Brian Dunn/MONTREAL

Canadian Airlines International could be forced out of business by the turn of the year if employees and shareholders fail to endorse a sweeping programme of cost-cutting being proposed by the management, warns president Kevin Benson.

The cost cuts, which are planned to add C$800 million ($590 million) to Canadian's bottom line over the next four years, include a 10% wage cut and renegotiation of contracts with major suppliers and alliance partner American Airlines, which holds a one-third share in the group.

The Canadian Airline Pilots Association, which represents 1,100 pilots at the carrier, has accepted the proposals, but other unions dismiss the airline's warnings of financial collapse.

Canadian has not made a profit since 1988, and reported losses of C$49 million for the first nine months, blamed on higher fuel prices and competition from low-fare carriers. The full-year result is expected to be less than the C$195 million net loss of 1995, but will still be "significant" says, Benson.

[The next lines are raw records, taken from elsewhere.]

PR #737, opened 2026-06-19
feat(sparq-introspect): export characteristic sets as SHACL node shapes (sq-bde)

jeswr:
> 🤖 SPARQ agent

Implements **sq-bde** — *Introspect: export characteristic sets as SHACL node shapes* (the last open `sparq-introspect` schema-export TODO).

## What

Adds `Introspection::to_shacl(&self) -> String`, rendering each mined characteristic set as a W3C [SHACL](https://www.w3.org/TR/shacl/) `sh:NodeShape` (N-Triples, which is valid Turtle — no serializer dependency, same as the existing `to_void` family). A characteristic set (Neumann & Moerkotte: the exact predicate set a group of subjects emits, with per-predicate multiplicity) maps almost one-to-one onto a node shape: *"an entity of this kind carries exactly these properties, this many times."*

## Mapping — and why each constraint is sound

Every constraint holds for **every** subject in the set, by the definition of a characteristic set:

- `sh:targetClass <C>` — emitted only for a class **universal** to the set (its in-set subject count equals the set's total subject count), so the shape auto-applies only where every targeted instance genuinely has this exact predicate set. A set whose subjects share no universal class (untyped / heterogeneous) yields a reusable but **target-less** shape.
- `sh:property` → `sh:PropertyShape` with `sh:path <p>` + `sh:minCount 1` per **non-type** predicate — a subject is in the set iff it emits exactly these predicates, so each occurs at least once.
- `sh:maxCount 1` **only** when `predicate_triples[i] == subjects` (avg multiplicity exactly 1). A larger sum means some subject is multi-valued → no upper bound is emitted (never an unsound constraint).
- `rdf:type` is expressed via `sh:targetClass`, so it is **not** repeated as a property shape.
- `scs:subjects` provenance triple records the support behind each shape.

The constraints are mined purely from what the data asserts, so the current graph already validates against them — a data-grounded **effective-schema floor** to edit, not an aspirational contract.

Example (alice/bob share `{type,name}`; carol adds `worksAt` twice):

```
_:shape0 a sh:NodeShape ; scs:subjects 2 ; sh:targetClass foaf:Person ; sh:property _:shape0_0 .
_:shape0_0 a sh:PropertyShape ; sh:path foaf:name ; sh:minCount 1 ; sh:maxCount 1 .
_:shape1 a sh:NodeShape ; scs:subjects 1 ; sh:targetClass foaf:Person ;
         sh:property [ sh:path :worksAt ; sh:minCount 1 ] ,        # multi-valued → no maxCount
                     [ sh:path foaf:name ; sh:minCount 1 ; sh:maxCount 1 ] .
```

## Tests & gate

- 2 new `src/lib.rs` unit tests: full multi-set mapping (universal-class targeting, no minority targets, `rdf:type` never a path, min/maxCount soundness on single- vs multi-valued predicates, `scs:subjects` provenance, valid-RDF re-parse via `oxttl`) + empty-graph edge case. One wasm32 smoke assertion in `tests/wasm.rs`.
- Gate green: `cargo build` + `clippy --all-targets -D warnings`, full crate tests (22 unit + 1 integration), `wasm32-unknown-unknown` build, both workspace rustdoc gates (`-D warnings`, default **and** `--all-features`), privacy-claims gate, G2 api→SKILL gate, no-perf-numbers + skill-frontmatter checks.
- README + `genai-retrieval` SKILL.md updated for the new public API.

### DIFF
--- a/crates/sparq-introspect/README.md
+++ b/crates/sparq-introspect/README.md
@@ -26,6 +26,7 @@ ix.to_json()                                  // pretty JSON — the machine sur
 ix.to_text_summary(2500)                      // prompt-ready digest, most-important-first, ≤ N chars
 ix.to_void("http://ex.org/dataset")           // W3C VoID description, as N-Triples (valid Turtle)
 ix.to_void_with_cs("http://ex.org/dataset")   // VoID + characteristic-set source stats (scs: ext)
+ix.to_shacl()                                 // characteristic sets → W3C SHACL node shapes
 ix.schema_summary_for(&seeds, 2500)           // retrieval-mode: schema scoped to seed IRIs
 
 // Persisted *.introspect sidecar — mine once, summarise forever without rescanning:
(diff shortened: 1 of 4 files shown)


jeswr:
> 🤖 SPARQ agent

Honesty fix pushed (`d316f108`). The crate README claimed **24 unit tests**; the real count on this branch is **22** (main has 20 `#[test]` in `src/lib.rs`, this PR adds exactly 2 SHACL node-shape tests).

Confirmed independently on the branch:
- `grep -c '#[test]' crates/sparq-introspect/src/lib.rs` → **22**
- `cargo test -p sparq-introspect` → `test result: ok. 22 passed; 0 failed` (plus 1 integration test in `tests/olympics.rs`)

Fix: `crates/sparq-introspect/README.md` line 123, `24` → `22` (test-count line only). The PR body already states the correct **22 unit + 1 integration** (the original "20→24" claim was already reconciled), so no body edit was needed. No implementation changes — the SHACL node-shape export is unchanged.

"Our continuing operating losses are threatening the company's viability," says Benson. The airline, which has lost C$1.4 billion since 1990, still has C$111 million cash in hand, but continuing "chronic" losses and debt repayments could result in a "cash deficiency" by early 1997, potentially forcing Canadian into bankruptcy.

The airline plans to generate C$60 million through better use of the fleet to take advantage of cross-border opportunities in the wake of the two-year-old US-Canadian open-skies agreement. Trans-border flights will be doubled. Benson cautions, however, that higher fuel prices could erode C$20-30 million of this improvement.

The carrier's 16,400 employees will be asked to accept a10% pay cut by the end of November, to save a further C$70 million. Another C$70 million will be saved through renegotiating contracts and eliminating 250 jobs.

Canadian will dispense with loss-making routes to Europe and, at the same time, increase services from Vancouver to Asia by 20%. The airline will reduce domestic capacity by 11%, mainly in eastern Canada, partly by transferring routes to its Canadian Regional subsidiary, to be flown by smaller Fokker F28s.

It will also seek "-local partners to assume and develop" certain Canadian Regional operations in Ontario and Quebec.

Canadian will be raising its long-haul operations to Asia by 20%, but cut back elsewhere.